Task to carry out — Could you find every line in the records below that contains the word "roster" and copy it?

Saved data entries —
[Start of section]

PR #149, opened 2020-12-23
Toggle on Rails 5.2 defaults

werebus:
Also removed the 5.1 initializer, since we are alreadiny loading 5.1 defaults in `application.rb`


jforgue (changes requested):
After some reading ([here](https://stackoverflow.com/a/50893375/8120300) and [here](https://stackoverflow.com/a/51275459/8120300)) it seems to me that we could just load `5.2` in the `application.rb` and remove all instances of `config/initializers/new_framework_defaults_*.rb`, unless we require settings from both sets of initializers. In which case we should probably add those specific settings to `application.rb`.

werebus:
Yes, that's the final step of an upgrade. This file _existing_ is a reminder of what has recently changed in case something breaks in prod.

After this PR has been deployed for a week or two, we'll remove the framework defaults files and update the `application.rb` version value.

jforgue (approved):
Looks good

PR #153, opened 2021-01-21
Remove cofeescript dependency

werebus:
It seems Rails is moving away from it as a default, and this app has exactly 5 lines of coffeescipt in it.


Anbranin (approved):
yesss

[End of section]
[Start of section]

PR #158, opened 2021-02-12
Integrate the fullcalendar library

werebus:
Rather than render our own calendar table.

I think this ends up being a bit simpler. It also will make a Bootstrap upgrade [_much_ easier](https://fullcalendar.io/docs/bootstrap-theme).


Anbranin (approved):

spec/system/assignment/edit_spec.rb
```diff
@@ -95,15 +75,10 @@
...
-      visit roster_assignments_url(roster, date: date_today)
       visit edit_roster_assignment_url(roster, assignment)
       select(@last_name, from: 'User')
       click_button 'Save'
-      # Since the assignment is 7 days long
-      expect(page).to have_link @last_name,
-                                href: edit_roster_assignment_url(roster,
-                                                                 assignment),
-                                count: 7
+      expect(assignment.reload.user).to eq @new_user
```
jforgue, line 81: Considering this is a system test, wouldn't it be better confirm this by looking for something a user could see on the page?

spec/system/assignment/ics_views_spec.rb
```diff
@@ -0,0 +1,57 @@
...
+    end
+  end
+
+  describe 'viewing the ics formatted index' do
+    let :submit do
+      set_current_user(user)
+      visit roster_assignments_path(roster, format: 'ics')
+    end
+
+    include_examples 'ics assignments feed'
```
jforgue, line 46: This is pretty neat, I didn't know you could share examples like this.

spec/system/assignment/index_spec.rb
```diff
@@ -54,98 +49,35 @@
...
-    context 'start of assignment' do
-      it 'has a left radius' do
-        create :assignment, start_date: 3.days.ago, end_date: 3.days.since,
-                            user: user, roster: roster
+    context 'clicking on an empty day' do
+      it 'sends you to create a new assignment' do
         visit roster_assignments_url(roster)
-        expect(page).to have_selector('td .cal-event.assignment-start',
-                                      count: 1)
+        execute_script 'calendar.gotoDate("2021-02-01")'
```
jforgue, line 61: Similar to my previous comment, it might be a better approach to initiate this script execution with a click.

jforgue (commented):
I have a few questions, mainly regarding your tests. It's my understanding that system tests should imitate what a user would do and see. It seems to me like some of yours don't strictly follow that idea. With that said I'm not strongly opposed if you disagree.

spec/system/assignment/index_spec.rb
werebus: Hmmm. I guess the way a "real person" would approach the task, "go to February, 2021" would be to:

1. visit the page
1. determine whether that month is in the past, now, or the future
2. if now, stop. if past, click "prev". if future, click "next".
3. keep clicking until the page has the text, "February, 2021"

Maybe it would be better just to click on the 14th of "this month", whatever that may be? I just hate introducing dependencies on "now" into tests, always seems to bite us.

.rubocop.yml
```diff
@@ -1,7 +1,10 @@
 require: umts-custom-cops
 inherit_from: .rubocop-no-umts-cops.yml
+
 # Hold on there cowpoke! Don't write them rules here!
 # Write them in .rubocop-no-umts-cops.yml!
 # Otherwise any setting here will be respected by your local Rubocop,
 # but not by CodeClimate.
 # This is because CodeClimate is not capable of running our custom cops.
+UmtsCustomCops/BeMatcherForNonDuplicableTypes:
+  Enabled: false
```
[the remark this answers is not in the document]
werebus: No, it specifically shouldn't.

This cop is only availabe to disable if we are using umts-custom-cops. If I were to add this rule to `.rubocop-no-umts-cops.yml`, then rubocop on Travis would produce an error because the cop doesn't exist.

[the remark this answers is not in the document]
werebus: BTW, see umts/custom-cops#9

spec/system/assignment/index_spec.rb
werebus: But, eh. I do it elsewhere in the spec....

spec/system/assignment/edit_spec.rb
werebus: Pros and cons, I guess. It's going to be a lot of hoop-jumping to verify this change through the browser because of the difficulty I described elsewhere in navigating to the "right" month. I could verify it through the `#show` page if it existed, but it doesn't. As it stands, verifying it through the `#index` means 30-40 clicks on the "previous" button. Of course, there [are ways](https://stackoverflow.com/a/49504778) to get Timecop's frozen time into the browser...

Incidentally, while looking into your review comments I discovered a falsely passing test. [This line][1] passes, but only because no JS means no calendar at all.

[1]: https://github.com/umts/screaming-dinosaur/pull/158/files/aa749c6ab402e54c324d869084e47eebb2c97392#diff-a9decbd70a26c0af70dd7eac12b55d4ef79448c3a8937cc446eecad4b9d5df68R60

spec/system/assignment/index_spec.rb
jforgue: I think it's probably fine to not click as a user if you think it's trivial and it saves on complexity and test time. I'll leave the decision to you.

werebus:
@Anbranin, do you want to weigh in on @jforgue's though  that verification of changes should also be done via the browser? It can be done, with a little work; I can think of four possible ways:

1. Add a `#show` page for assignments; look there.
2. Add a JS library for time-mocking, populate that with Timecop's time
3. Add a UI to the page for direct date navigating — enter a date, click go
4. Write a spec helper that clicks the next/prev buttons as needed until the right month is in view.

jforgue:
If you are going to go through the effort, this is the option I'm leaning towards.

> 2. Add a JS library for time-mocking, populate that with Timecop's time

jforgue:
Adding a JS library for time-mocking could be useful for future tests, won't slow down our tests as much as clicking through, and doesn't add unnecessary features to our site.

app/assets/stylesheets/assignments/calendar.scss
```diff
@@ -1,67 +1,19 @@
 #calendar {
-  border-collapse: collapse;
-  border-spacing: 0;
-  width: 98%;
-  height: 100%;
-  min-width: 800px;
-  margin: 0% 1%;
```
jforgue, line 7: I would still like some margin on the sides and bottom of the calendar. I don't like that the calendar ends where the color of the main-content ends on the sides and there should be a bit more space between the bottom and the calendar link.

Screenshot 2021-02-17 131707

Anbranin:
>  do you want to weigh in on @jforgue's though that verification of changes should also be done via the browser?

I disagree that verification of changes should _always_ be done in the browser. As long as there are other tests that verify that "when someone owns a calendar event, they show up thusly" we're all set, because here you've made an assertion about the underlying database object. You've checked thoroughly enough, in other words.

[End of section]

Exercise response —
-      visit roster_assignments_url(roster, date: date_today)
       visit edit_roster_assignment_url(roster, assignment)
-                                href: edit_roster_assignment_url(roster,
+      visit roster_assignments_path(roster, format: 'ics')
-                            user: user, roster: roster
         visit roster_assignments_url(roster)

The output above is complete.